Activity: Within the records below, reproduce without change the lines from the line that has "Added helper methods for TeamCity blocks" through the line that has "-25,6 +25,12 @@", and only those.

Source records:
-------

PR #1036, opened 2015-12-09
[WP] Added more comfortable types to WiXHelper, flagged old ones obsolete

DigitalFlow:
Hey all, 

I did some slight changes to the WiXHelper, so that WiX Features, Custom Actions and Custom Action Executions don't get passed around as concatenated strings, but as sequences of their types.
The old types and functions using them were flagged as obsolete.

@forki: Two questions remaining:
1: I have a module called "Test.Fake.Deploy.Web.WixHelper" which resides in \src\test\Test.Fake.Deploy.Web. It does not seem to be included in the solution, where would this go?
2: I'd like to contribute the minimal working example of a WiX Target as section to the github.io page (https://fsharp.github.io/FAKE/). Where can I add this section? 
Edit: Ah found it, goes to /help.

Kind Regards

### DIFF
--- a/src/app/FakeLib/WiXHelper.fs
+++ b/src/app/FakeLib/WiXHelper.fs
@@ -52,6 +52,196 @@ let getFilesAsWiXString files =
     |> Seq.map (fileInfo >> wixFile)
     |> toLines
 
+/// WiX File Element
+type WiXFile =
+    {
+        Id : string
+        Name : string
+        Source : string
+    }
+    override w.ToString() = sprintf "<File Id=\"%s\" Name=\"%s\" Source=\"%s\" />"
+                                w.Id w.Name w.Source
+
+/// Defaults for WiX file
+let WiXFileDefaults = 
+    {
+        Id = "fi"
+        Name = ""
+        Source = ""
+    }
+
+/// Specifies whether an action occur on install, uninstall or both.
+type InstallUninstall = 
+    | Install
+    | Uninstall
+    | Both
+    override w.ToString() = 
+        match w with
+        | Install -> "install"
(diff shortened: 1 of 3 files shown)


DigitalFlow:
Don't really get, why "C:\projects\fake\src\app\FakeLib\FSharpFormattingHelper.fs(43,23): error FS0971: Undefined value 'command : string'" is failing. Didn't do any changes to this, will have to look at this...

DigitalFlow:
Ok so the new types work pretty well, I'm already using them in some projects.
The minimal working example markdown is done too, is it automatically added to the page index?
I still don't know however, whether the tests are fine in Test.Fake.Deploy.Web (I guess not)?
Rest should be fine.

src/app/FakeLib/WiXHelper.fs
```diff
@@ -588,10 +923,11 @@ let generateWiXScript fileName =
             <Media Id=\"1\" Cabinet=\"media1.cab\" EmbedCab=\"yes\" />
 
             <Directory Id=\"TARGETDIR\" Name=\"SourceDir\">
-              <Directory Id=\"ProgramFilesFolder\" Name=\"ProgramFiles\">
+              <Directory Id=\"@Product.ProgramFilesFolder@\" Name=\"ProgramFiles\">
```
mexx: I'm not experienced with WiX, but from other `Directory` entries, shouldn't the placeholder be put into `Name`?

mexx: Ok, got it, it's only the placeholder for `ProgramFilesFolder` or `ProgramFiles64Folder`, never mind.

PR #1040, opened 2015-12-11
Replace hard reference on gacutil path with automatic search for late…

shahaya:
…st gacutil.exe

The existing path "Microsoft SDKs/Windows/v8.0A/bin/NETFX 4.0 Tools/gacutil.exe" doesn't exist on a Win 10 + Visual Studio 2015 dev environment.
RegAsmHelper solves a similar problem by searching for the latest regasm tools path (using EnvironmentHelper).
This patch solves this analogously.


forki:
thx

PR #1048, opened 2015-12-21
Changes in Octokit.fsx

eiriktsarpalis:
This PR attempts to work around [a known issue](https://github.com/octokit/octokit.net/issues/963) in the Octokit.Net library, in which user-supplied timeouts are not passed to the underlying `HttpClient` object. This results in timeout errors when uploading github release assets that are sufficiently large.

I have also included a new `uploadFiles` method that can upload multiple assets in parallel.


forki:
thx

PR #1049, opened 2015-12-21
TC: Add open-close block helpers

tolu:
Added helper methods for TeamCity blocks

**Usage**
```fs
Target "MyTarget" (fun _ ->
  sendOpenBlock "MyTarget"
  // target code here
  sendCloseBlock "MyTarget"
)
```

This nifty little thing gets you from this:

Before

to this (targets in an expandable tree view):

After

**Futures**
As a next step it would be awesome to use this feature by default in the target output (when running in TeamCity) instead of going the long way round and polluting every target with `sendOpenBlock` / `sendCloseBlock`.

### DIFF
--- a/src/app/FakeLib/TeamCityHelper.fs
+++ b/src/app/FakeLib/TeamCityHelper.fs
@@ -25,6 +25,12 @@ let sendToTeamCity format message =
 let sendStrToTeamCity s = 
     if buildServer = TeamCity then postMessage (LogMessage(RemoveLineBreaks s, true))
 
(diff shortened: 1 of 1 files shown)


forki:
thx

dahlbyk:
Would it make sense to model this as `IDisposable`?

```fsharp
Target "MyTarget" (fun _ ->
  use sendBlock "MyTarget"
  // target code here
)
```

forki:
I think you should not use this in user code. It should be used in target and task helpers.

PR #1050, opened 2015-12-21
Replace SignHelper with SignToolHelper in FakeLib.fsproj

pdfforge:
Both files were included in the source code, but only the SignHelper was
included in the project file. As SignToolHelper provides support for the
same call syntax as the SignHelper, the SignHelper was removed in this
commit.


forki:
thx

PR #1051, opened 2015-12-21
Change SignToolHelper syntax to reflect common call syntax

pdfforge:
Until now, the call syntax of the SignToolHelper would have been
something like this:

     let signParams = {
         DevCertificate = cert
         Certificate = None
         FilesToSign = !! (buildDir @@ "**/*.exe")
         TimeStampUrl = None
     }

     Sign "packages/signtool" signParams

This does not go well with piping file sequences as it is used all
over FAKE. After this change, SignTool can be called like this:

     let signParams = {
         DevCertificate = cert
         Certificate = None
         TimeStampUrl = None
     }

     !! (buildDir @@ "**/*.exe")
       |> Sign "packages/signtool" signParams

From my point of view, this is more the "FAKE" way of doing things.

This is a breaking change though, as it changes the sytax of this helper and changes the SignParams type.

### DIFF
--- a/src/app/FakeLib/SignToolHelper.fs
+++ b/src/app/FakeLib/SignToolHelper.fs
@@ -21,8 +21,6 @@ type SignCert = {
 
 /// Parameters used for signing.
 type SignParams = {
-    /// The assemblies to sign
-    FilesToSign : seq<string>
     /// The dev certificate that will be used when the real certificate can not be found
     DevCertificate : SignCert
     /// The optional real certificate that will be used when it is found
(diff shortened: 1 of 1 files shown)


forki:
yes this would have been better. But since it will break A LOT of builds I think it's not a good idea to change it.

pdfforge:
Sorry for bothering again with this issue.

After some investigation, it happens that the file has never been in the build before (not even in the initial commit b21b39e). So in my opinion, this can safely be merged, as it had not been included.

If you don't agree, that's ok of course ;-)

PR #1053, opened 2015-12-21
added Alias and HiddenTarget.

pms1969:
- Alias allows dependencies trees to be constructed and run as if they were defined that way.
- HiddenTarget just leaves the Target out of the listTargets and PrintTargets, allowing for a cleaner target list that doesn't include things you might not want to run directly.

### DIFF
--- a/src/app/FakeLib/TargetHelper.fs
+++ b/src/app/FakeLib/TargetHelper.fs
@@ -45,7 +45,7 @@ let TargetDict = new Dictionary<_,_>()
 /// [omit]
 let Aliases = new List<_>()
 
-/// Alias List
+/// Hidden Targets List
 /// [omit]
 let Hidden = new List<_>()
 
@@ -278,15 +278,11 @@ let Alias name body =
     Target name body
     Aliases.Add name
 
-/// Creates an alias
+/// Creates a hidden target
 ///
 /// Example:
 ///
-/// Target "T1" DoNothing
-/// Target "T2" DoNothing
-/// Alias "Alias1" (fun _ ->
-///     "T1" ==> "T2" |> Run
-/// )
+/// HiddenTarget "T1" DoNothing
 let HiddenTarget name body =
     Target name body
     Hidden.Add name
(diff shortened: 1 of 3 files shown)


pms1969:
No idea how to write unit tests for these changes.  looked all thru the test project, but couldn't find any targethelper tests to add too.

pms1969:
I don't understand the AppVeyor error. :-s  I've obviously done something a bit squiffy...  Any ideas?

forki:
No appveyor was broken before. Will look into this tomorrow

pms1969:
Sorry, I know you're busy.  Any progress?

forki:
I'm not yet convinced that this is a good idea. Still thinking about it. Especially the ==> inside of targets is scary.

pms1969:
That's fair enough.  i know it works very well, as that's how I use it, but maybe some other mechanism to do the same thing?  Say Alias equates to *=> which then trails on the rest of the chain, and this isn't evaluated until it tries to run the alias?

pms1969:
I've found a better way of expressing what objective I'm trying to accomplish with this.

In Rake, you have tasks, and they can have dependencies.  like this 
`
task 'buildthing' => "prebuildthing" do
  puts "building"
end
`
so every time that "buildthing" gets called, it makes sure that prebuildthing is run before it.  Fake has the equivalent using the `==>` and `=?>` syntaxes.  I prefer the Fake implementation, because it allows for those dependency chains to be gathered in one place, and it makes tracking them down where a dependency chain is breaking down much easier

Rake also has dependency lists.  Like so:`task :go => [:first, :second, :buildthing, :postbuildthing]`

This creates a target that describes a chain of other targets that should be called when it is called, and will also inject any of their dependencies.  so in our example here, that means that when `:go` is invoked, it will call `:first => :second => :prebuildthing => :buildthing => :postbuildthing`.  As it stands this is what I'm trying to achieve by describing my task dependencies within another task.

matthid:
I guess the same can be achieved via https://github.com/fsharp/FAKE/pull/920 (http://fsharp.github.io/FAKE/soft-dependencies.html). Let me know if I miss something and we can re-open this.

PR #1055, opened 2015-12-22
Fix encoding of AssemblyInfo as written by ReplaceAssemblyInfoVersions

pdfforge:
The function ReplaceAssemblyInfoVersions was reading files with the
encoding set by build param or defaulting to the system default, as
ReadFile and WriteFile do under the hood.

The AssemblyInfo files are always encoded in UTF-8. Therefore, the file
encoding that is actually used should not depend on a build param.


forki:
thx

PR #1057, opened 2015-12-26
Add support for appcast generation

coolya:
Appcasts are a RSS extension[1] that can be used to publish updates to
client. It is used by the popular sparkle[2] framework to publish updates
to OS X clients.

Currently not all features of the appcast format are supported and I have not added tests. I would like to get feedback if such a feature would get into fake.

[1] http://microformats.org/wiki/appcast-formats
[2] http://sparkle-project.org

### DIFF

-------

Result of this exercise:
Added helper methods for TeamCity blocks

**Usage**
```fs
Target "MyTarget" (fun _ ->
  sendOpenBlock "MyTarget"
  // target code here
  sendCloseBlock "MyTarget"
)
```

This nifty little thing gets you from this:

Before

to this (targets in an expandable tree view):

After

**Futures**
As a next step it would be awesome to use this feature by default in the target output (when running in TeamCity) instead of going the long way round and polluting every target with `sendOpenBlock` / `sendCloseBlock`.

### DIFF
--- a/src/app/FakeLib/TeamCityHelper.fs
+++ b/src/app/FakeLib/TeamCityHelper.fs
@@ -25,6 +25,12 @@ let sendToTeamCity format message =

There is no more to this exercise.